_Problem to work on_.
Repeat the data below word for word.

_Stored items_.
PR #152, opened 2026-05-27
Docs: resource GH templates Fix #102

### LINKED ISSUE #102: Task: Add template(s) for adding resource
### Description

Tied closely with #101, we should also add in some pre-defined GitHub template for requesting or contributing a new resource.

### Tasks

- [ ] Add PR template
- [ ] Add Issue template

### Freeform Notes

_No response_

jpillai00:
- [X] Added resource request issue template at `.github/ISSUE_TEMPLATE/resource_request.yaml`
- [x] Added general PR template at `.github/pull_request_template.md`

Closes #102


.github/PULL_REQUEST_TEMPLATE.md
```diff
@@ -0,0 +1,22 @@
...
+
+## Resource Contribution (if applicable)
+**Resource Type:** (Annotation / Atlas / Transform / Other)
+
+**Resource URI:**
+
+**References:**
+
+**YAML Changes:**
+<!-- Which YAML file(s) were updated and under which resource category? -->
```
kaitj: I'm not sure we need these details to be included in the PR - these would show up in the PR diff anyways. This should definitely be checked by the review though.

.github/ISSUE_TEMPLATE/resource_request.yaml
kaitj, line 1: I think this may be a little too specific on the details. This to me seems like it would be good if we expect a single issuer per resource, but if someone wants to contribute an entire dataset that seems like it would be a lot of issues. I would probably generalize this more instead of singular dropdowns (maybe checkboxes). I guess I am primarily thinking of `resource-type`

kaitj (changes requested):
I think its a great start, really just a minor change I would make.

kaitj (approved):
lgtm 🚀. I'm basing this is off of the yaml completely, so if something is off once merged in we can make a patch fix PR

PR #162, opened 2026-06-03
fix plotting bug for surface and volume subgraphs

jpillai00:
## This PR:
Fixes a bug in `plotting.py` where `_plot_single_graph` was missing parameters passed from `plot_graph`, causing an error when plotting single surface or volume subgraphs.

```
TypeError: _plot_single_graph() got an unexpected keyword argument 'legend_rect'
```

## Type of Change
- [X] Bug fix
- [ ] Enhancement
- [ ] Resource contribution
- [ ] Documentation
- [ ] Other

### DIFF
--- a/src/neuromaps_prime/plotting.py
+++ b/src/neuromaps_prime/plotting.py
@@ -264,12 +264,17 @@ def _plot_single_graph(
     save_path: Path | None,
     layout: str,
     colormap: str,
+    legend_rect: tuple[float, float, float, float],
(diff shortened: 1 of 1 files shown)


kaitj (approved):
Not too particular about the arguments for the plotting here, but lgtm 🚀. 

I think it was left out of the `plot_single_graph` because it was never explicitly passed, but is part of the `**kwargs`

PR #163, opened 2026-06-04
Added graph example

gkiar:
## This PR:

Adds a plotting script that turns the graph into a nice html visual that we can use as the basis for presentations and the like. Note, this also includes the svg export patch that Flo vibe coded (adapted by my own vibe coding, ofc).

## Type of Change
- [ ] Bug fix
- [ ] Enhancement
- [ ] Resource contribution
- [x] Documentation
- [ ] Other

P.s., this is downstream of branch `enh/new-nodes` but I think that branch may no longer exist and thus please direct me as to where we should target the PR.


kaitj:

_Written solution_.
PR #152, opened 2026-05-27
Docs: resource GH templates Fix #102

### LINKED ISSUE #102: Task: Add template(s) for adding resource
### Description

Tied closely with #101, we should also add in some pre-defined GitHub template for requesting or contributing a new resource.

### Tasks

- [ ] Add PR template
- [ ] Add Issue template

### Freeform Notes

_No response_

jpillai00:
- [X] Added resource request issue template at `.github/ISSUE_TEMPLATE/resource_request.yaml`
- [x] Added general PR template at `.github/pull_request_template.md`

Closes #102


.github/PULL_REQUEST_TEMPLATE.md
```diff
@@ -0,0 +1,22 @@
...
+
+## Resource Contribution (if applicable)
+**Resource Type:** (Annotation / Atlas / Transform / Other)
+
+**Resource URI:**
+
+**References:**
+
+**YAML Changes:**
+<!-- Which YAML file(s) were updated and under which resource category? -->
```
kaitj: I'm not sure we need these details to be included in the PR - these would show up in the PR diff anyways. This should definitely be checked by the review though.

.github/ISSUE_TEMPLATE/resource_request.yaml
kaitj, line 1: I think this may be a little too specific on the details. This to me seems like it would be good if we expect a single issuer per resource, but if someone wants to contribute an entire dataset that seems like it would be a lot of issues. I would probably generalize this more instead of singular dropdowns (maybe checkboxes). I guess I am primarily thinking of `resource-type`

kaitj (changes requested):
I think its a great start, really just a minor change I would make.

kaitj (approved):
lgtm 🚀. I'm basing this is off of the yaml completely, so if something is off once merged in we can make a patch fix PR

PR #162, opened 2026-06-03
fix plotting bug for surface and volume subgraphs

jpillai00:
## This PR:
Fixes a bug in `plotting.py` where `_plot_single_graph` was missing parameters passed from `plot_graph`, causing an error when plotting single surface or volume subgraphs.

```
TypeError: _plot_single_graph() got an unexpected keyword argument 'legend_rect'
```

## Type of Change
- [X] Bug fix
- [ ] Enhancement
- [ ] Resource contribution
- [ ] Documentation
- [ ] Other

### DIFF
--- a/src/neuromaps_prime/plotting.py
+++ b/src/neuromaps_prime/plotting.py
@@ -264,12 +264,17 @@ def _plot_single_graph(
     save_path: Path | None,
     layout: str,
     colormap: str,
+    legend_rect: tuple[float, float, float, float],
(diff shortened: 1 of 1 files shown)


kaitj (approved):
Not too particular about the arguments for the plotting here, but lgtm 🚀. 

I think it was left out of the `plot_single_graph` because it was never explicitly passed, but is part of the `**kwargs`

PR #163, opened 2026-06-04
Added graph example

gkiar:
## This PR:

Adds a plotting script that turns the graph into a nice html visual that we can use as the basis for presentations and the like. Note, this also includes the svg export patch that Flo vibe coded (adapted by my own vibe coding, ofc).

## Type of Change
- [ ] Bug fix
- [ ] Enhancement
- [ ] Resource contribution
- [x] Documentation
- [ ] Other

P.s., this is downstream of branch `enh/new-nodes` but I think that branch may no longer exist and thus please direct me as to where we should target the PR.


kaitj:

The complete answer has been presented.